How to complete this task: Report only the number of lines in the entries below that hold the word "resetting".

Stored data:
PR #4145, opened 2026-05-18
refactor: Migrate message attachments asset data to cell file (WPB-23968)

ohassine:
https://wearezeta.atlassian.net/browse/WPB-23968

----

- The **PR Title**

- The **PR Description**
----

# What's new in this PR?

### Description

Restructure MessageAttachments into a lean link table

`MessageAttachments` previously carried all asset metadata inline (mime type, dimensions, URLs, transfer status, etc.). This migration extracts that data into the existing CellFile table, which becomes the single source of truth for cell asset metadata.

**What the migration does:**
- Copies all asset metadata from `MessageAttachments` into `CellFile` (INSERT OR IGNORE + UPDATE COALESCE to safely merge with any rows already present)
- Rebuilds `MessageAttachments` as a slim link table with only (asset_id, message_id, conversation_id, asset_index) and proper ON DELETE CASCADE FKs to both Message and CellFile
- Adds an index on MessageAttachments(asset_id)
- Recreates `MessageDetailsView` to read attachment metadata via CellFile join instead of directly from `MessageAttachments`
- Removes cell assets from the legacy Asset table

**Why:** Separates file storage/state from message references — a file can now exist independently of any message (offline saves, future standalone uploads), while message→file links stay normalized in the link table.

Needs releases with:

#### Test Coverage (Optional)

#### How to Test

### Notes (Optional)

### Attachments (Optional)

----

----

----
##### References


data/persistence/src/commonMain/db_user/com/wire/kalium/persistence/MessageDetailsView.sq
```diff
@@ -112,25 +112,26 @@ IFNULL(
...
+        "content_hash":"' || IFNULL(cf.contentHash,'') || '",
+        "content_url":"' || IFNULL(cf.contentUrl,'') || '",
+        "preview_url":"' || IFNULL(cf.previewUrl,'') || '",
+        "content_url_expires_at":"' || IFNULL(cf.contentUrlExpiresAt,0) || '",
+        "edit_supported":"' || IFNULL(cf.editSupported,0) || '"}') || ']'
+    FROM MessageAttachments ma
+    LEFT JOIN CellFile cf ON cf.uuid = ma.asset_id
+    WHERE (ma.message_id = Message.id
+        AND ma.conversation_id = Message.conversation_id)
     ),
```
MohamadJaara: adding yet another join to the MessageView is not the right move imho, i wonder why this is needed and what is the pros and cons of this refactor

MohamadJaara (changes requested):

data/persistence/src/commonMain/db_user/com/wire/kalium/persistence/MessageAttachments.sq
```diff
@@ -1,82 +1,119 @@
...
-
-      asset_transfer_status TEXT NOT NULL DEFAULT 'NOT_DOWNLOADED',
-      asset_index INTEGER AS Int,
-
-      content_url_expires_at INTEGER DEFAULT(NULL),
-      edit_supported INTEGER AS Boolean NOT NULL DEFAULT 0,
+      asset_index INTEGER,
 
       FOREIGN KEY (message_id, conversation_id) REFERENCES Message(id, conversation_id) ON DELETE CASCADE ON UPDATE CASCADE,
+      FOREIGN KEY (asset_id) REFERENCES CellFile(uuid) ON DELETE CASCADE ON UPDATE CASCADE,
```
MohamadJaara, line 10: hmmm this can not be added this way without deleting and recreating the table afaik 🤔

data/persistence/src/commonMain/db_user/com/wire/kalium/persistence/MessageDetailsView.sq
ohassine: Before this refactor, `MessageAttachments` stored all asset metadata, and `MessageDetailsView` read those fields directly from that table.

After the refactor, that metadata is normalized into `CellFile`, so a LEFT JOIN CellFile is needed to read the same fields from their new location.
It's primarily a change to avoid caller-side changes

But yeah still, the split attachments model is cleaner overall, and I’ll follow up with that change

data/persistence/src/commonMain/db_user/com/wire/kalium/persistence/MessageAttachments.sq
ohassine: Yes and I am already doing the migration in `134.sqm`
renaming table to `MessageAttachments_legacy`, creating new one, copying data and then dropping the old table

data/persistence/src/commonMain/kotlin/com/wire/kalium/persistence/dao/message/MessageDAOImpl.kt
```diff
@@ -83,6 +87,20 @@ internal class MessageDAOImpl internal constructor(
...
+        val multipartContent = regularMessage.content as? MessageEntityContent.Multipart ?: return message
+        val attachments = attachmentsQueries.getAttachments(
+            regularMessage.id,
+            regularMessage.conversationId,
+            MessageAttachmentMapper::toDao
+        ).executeAsList()
+        return regularMessage.copy(content = multipartContent.copy(attachments = attachments))
+    }
+
+    private fun withMultipartAttachments(messages: List<MessageEntity>): List<MessageEntity> = messages.map(::withMultipartAttachments)
```
sbakhtiarov: I am a bit concerned that this query is now executed for every single message in the conversation.
So we load 30 messages with one query to MessageDetailsView and then do one extra query per each message to fetch multipart attachments.
So 1 query for loading messages becomes 31 queries?

ohassine: Valid point, I wanted to avoid a LEFT JOIN, but I ended up with an N+1 problem.
I will address it

data/persistence/src/commonMain/db_user/com/wire/kalium/persistence/MessageDetailsView.sq
```diff
@@ -110,30 +110,6 @@ IFNULL(
...
-        "asset_width":"' || IFNULL(asset_width,0) || '",
-        "asset_height":"' || IFNULL(asset_height,0) || '",
-        "asset_transfer_status":"' || asset_transfer_status || '",
-        "asset_duration_ms":"' || IFNULL(asset_duration_ms,0) || '",
-        "content_hash":"' || IFNULL(content_hash,'') || '",
-        "content_url":"' || IFNULL(content_url,'') || '",
-        "preview_url":"' || IFNULL(preview_url,'') || '",
-        "content_url_expires_at":"' || IFNULL(content_url_expires_at,0) || '",
-        "edit_supported":"' || edit_supported || '"}') || ']'
-    FROM MessageAttachments
```
MohamadJaara, line 131: can we check if the MessageAttachments join can be removed with this change ?

data/persistence/src/commonMain/db_user/migrations/134.sqm
```diff
@@ -8,7 +8,304 @@ CREATE TABLE IF NOT EXISTS CellFile (
...
+        WHEN assetTransferStatus = 'NOT_DOWNLOADED' THEN COALESCE((SELECT ma.asset_transfer_status FROM MessageAttachments ma WHERE ma.asset_id = CellFile.uuid LIMIT 1), assetTransferStatus)
+        ELSE assetTransferStatus
+    END,
+    contentUrlExpiresAt = COALESCE(contentUrlExpiresAt, (SELECT ma.content_url_expires_at FROM MessageAttachments ma WHERE ma.asset_id = CellFile.uuid LIMIT 1)),
+    editSupported = MAX(editSupported, COALESCE((SELECT ma.edit_supported FROM MessageAttachments ma WHERE ma.asset_id = CellFile.uuid LIMIT 1), 0))
+WHERE uuid IN (SELECT asset_id FROM MessageAttachments);
+
+PRAGMA legacy_alter_table = ON;
+ALTER TABLE MessageAttachments RENAME TO MessageAttachments_legacy;
+PRAGMA legacy_alter_table = OFF;
```
MohamadJaara, line 102: legacy_alter_table means it will not rename indexes referance is this what you wanted ?

data/persistence/src/commonMain/db_user/migrations/134.sqm
```diff
@@ -8,7 +8,304 @@ CREATE TABLE IF NOT EXISTS CellFile (
...
+
+CREATE TABLE IF NOT EXISTS MessageAttachments (
```
MohamadJaara: why adding if it doesn't exist? since you rename the old one first you don't need the "IF NOT EXISTS" just to make sure the table is created with the correct schema

data/persistence/src/commonMain/db_user/migrations/134.sqm
ohassine: Yes, it is intentional.

We only enable `legacy_alter_table` during the temporary `_legacy` rename step in the table rebuild migration, so we don’t have to update schema references to the temporary name. After that, we recreate `MessageAttachments` and its index, and then turn it back off.

data/persistence/src/commonMain/db_user/com/wire/kalium/persistence/MessageDetailsView.sq
ohassine: Yes, checked. `MessageDetailsView` no longer depends on `MessageAttachments` as you see.
The join in `MessageAttachments.sq` cannot be removed, because attachment queries still need `CellFile` fields

yamilmedina (approved):

data/persistence/src/commonMain/db_user/com/wire/kalium/persistence/MessageDetailsView.sq
MohamadJaara: fair enough as long as we do not add a new join fine by me

MohamadJaara (approved):

PR #4149, opened 2026-05-19
refactor: store acrtive calls state in memory

MohamadJaara:
rn active calls are stored in DB which means on app init we need to clear them from memory doing not needed work

this data should be in memory only and this is a POC of how this can look like it can be improved but first want to create a POC


data/persistence/src/commonMain/db_user/com/wire/kalium/persistence/ConversationDetailsWithEvents.sq
```diff
@@ -91,7 +90,11 @@ WHERE archived = :fromArchive
     )
     AND CASE WHEN :onlyInteractionsEnabled THEN interactionEnabled = 1 ELSE 1 END
 ORDER BY
-    CASE WHEN :newActivitiesOnTop THEN hasNewActivitiesToShow ELSE 0 END DESC,
+    CASE
+        WHEN :newActivitiesOnTop THEN
+            CASE WHEN qualifiedId IN :activeCallConversationIds THEN 1 ELSE hasNewActivitiesToShow END
+        ELSE 0
+    END DESC,
```
MohamadJaara, line 97: for now this is needed just for order but moving forward we can change this to not move a conv to the top of the list because of calls

logic/src/commonMain/kotlin/com/wire/kalium/logic/data/call/CallRepository.kt
```diff
@@ -188,6 +189,8 @@ internal class CallDataSource(
     private val _recentlyEndedCallFlow = MutableSharedFlow<RecentlyEndedCallMetadata>(
         extraBufferCapacity = 1
     )
+    private val activeCallEntities = MutableStateFlow<List<CallEntity>>(emptyList())
+    private val activeCallCreatedAt = ConcurrentMutableMap<String, String>()
```
saleniuk: Is it split into two collections just because `CallEntity` doesn't have a `createdAt` field?
I think we could add it to `CallEntity` anyway, it will be needed sooner or later (other platforms show duration on the screen during the call), and then maybe `activeCallCreatedAt` wouldn't be needed anymore? 🤔

logic/src/commonMain/kotlin/com/wire/kalium/logic/data/call/CallRepository.kt
```diff
@@ -328,31 +359,52 @@ internal class CallDataSource(
...
+                }
+            }
+            if (!callEntityStatus.isActive && !activeCall.shouldKeepGroupCallJoinable(callEntityStatus)) {
+                wrapStorageRequest {
+                    callDAO.insertCall(
+                        call = updatedActiveCall,
+                        createdAt = activeCallCreatedAt.remove(updatedActiveCall.id)
+                    )
+                }
+            }
```
saleniuk, line 392: Active calls are not added to the database, only closed ones?
I think we need to add all calls to keep track of the person who initiated the call and the time when the call actually started.
Although `createdAt` is being added here, but in case the app is killed and restarted - then `activeCallCreatedAt` will also be cleared and filled with the time when the app got info about that call again, so we lose the original start time and original caller from before the app was killed and restarted, but these are actually the main two things that we need to keep in the database for active calls 😅

PR #4166, opened 2026-05-25
fix: register MLS client before finalizing E2EI enrollment [WPB-25837]

Garzas:
https://wearezeta.atlassian.net/browse/WPB-25837

----

- The **PR Title**

- The **PR Description**
----

# What's new in this PR?

### Issues

Users with E2EI required could finish certificate enrollment during login, but the newly enrolled client was not guaranteed to become a registered MLS client before the E2EI registration block was cleared.

This could leave the app in an inconsistent state where sync starts while `hasRegisteredMLSClient` is still `false`.

### Causes (Optional)

The E2EI enrollment flow initialized the local MLS client with the certificate, but finalization did not explicitly register that MLS client on the backend before clearing the E2EI block and resetting slow sync.

MLS registration could happen later through another asynchronous path, which made the login flow timing-dependent.

### Solutions

Register the MLS client explicitly as part of E2EI enrollment finalization before clearing the E2EI registration block, joining existing MLS conversations, and resetting slow sync.

Added regression coverage for the finalization order and for the failure case where the E2EI block must not be cleared if MLS registration fails.

### DIFF
--- a/logic/src/commonMain/kotlin/com/wire/kalium/logic/feature/client/FinalizeMLSClientAfterE2EIEnrollment.kt
+++ b/logic/src/commonMain/kotlin/com/wire/kalium/logic/feature/client/FinalizeMLSClientAfterE2EIEnrollment.kt
@@ -17,11 +17,16 @@
  */
 package com.wire.kalium.logic.feature.client
 
-import com.wire.kalium.logic.data.client.ClientRepository
-import com.wire.kalium.logic.data.conversation.JoinExistingMLSConversationsUseCase
-import com.wire.kalium.logic.data.sync.SlowSyncRepository
+import com.wire.kalium.common.error.CoreFailure
+import com.wire.kalium.common.functional.Either
+import com.wire.kalium.common.functional.flatMap
+import com.wire.kalium.common.functional.left
 import com.wire.kalium.common.functional.map
 import com.wire.kalium.common.logger.kaliumLogger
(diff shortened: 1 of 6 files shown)


logic/src/commonMain/kotlin/com/wire/kalium/logic/feature/client/FinalizeMLSClientAfterE2EIEnrollment.kt
```diff
@@ -17,24 +17,42 @@
...
+import com.wire.kalium.common.functional.map
+import com.wire.kalium.common.logger.kaliumLogger
 import com.wire.kalium.logic.data.client.ClientRepository
 import com.wire.kalium.logic.data.conversation.JoinExistingMLSConversationsUseCase
+import com.wire.kalium.logic.data.id.CurrentClientIdProvider
 import com.wire.kalium.logic.data.sync.SlowSyncRepository
-import com.wire.kalium.common.functional.map
-import com.wire.kalium.common.logger.kaliumLogger
 
 public interface FinalizeMLSClientAfterE2EIEnrollment {
```
saleniuk: Shouldn't this class name end with `...UseCase`? 😄 Not exactly a part of this fix but we could take this opportunity to fix the name as well

saleniuk (approved):

yamilmedina (approved):

sbakhtiarov (approved):

PR #370, opened 2019-12-05
Fix a warning when there are only enums, no messages.

judah:
Previously we got:

```
...../build/enum_test/autogen/Proto/EnumOnly.hs:72:1: error: [-Wunused-top-binds, -Werror=unused-top-binds]
    Defined but not used: ‘packedFileDescriptor’
   |
72 | packedFileDescriptor
   | ^^^^^^^^^^^^^^^^^^^^
```

The check for whether the file had any messages was incorrect, since it didn't account for enums which are tracked in the same map.

### DIFF
--- a/proto-lens-tests/tests/enum_test.hs
+++ b/proto-lens-tests/tests/enum_test.hs
@@ -17,6 +17,7 @@ import Proto.Enum
     , Alias(..)
     , ManyCasesProto
     )
+import Proto.EnumOnly (Lone(..))
 import Proto.Enum_Fields
 import Data.Function (on)
 import Data.ProtoLens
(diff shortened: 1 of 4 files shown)


proto-lens-tests/tests/enum_test.hs
```diff
@@ -163,3 +165,5 @@ testAliases = testCase "alias" $ do
 
 testManyCases =
     runTypedTest (roundTripTest "many cases" :: TypedTest ManyCasesProto)
+
+testLone = testCase "no messages" $ LONE @?= LONE
```
jinwoo: I'm not sure I understand this test. Isn't `LONE` always `== LONE`?

judah: Added a comment.  The test is intentionally trivial; the goal is just to make this file import the other module to make sure it compiles properly.

jinwoo: Got it. Thanks for the comment.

Solution for this exercise: 2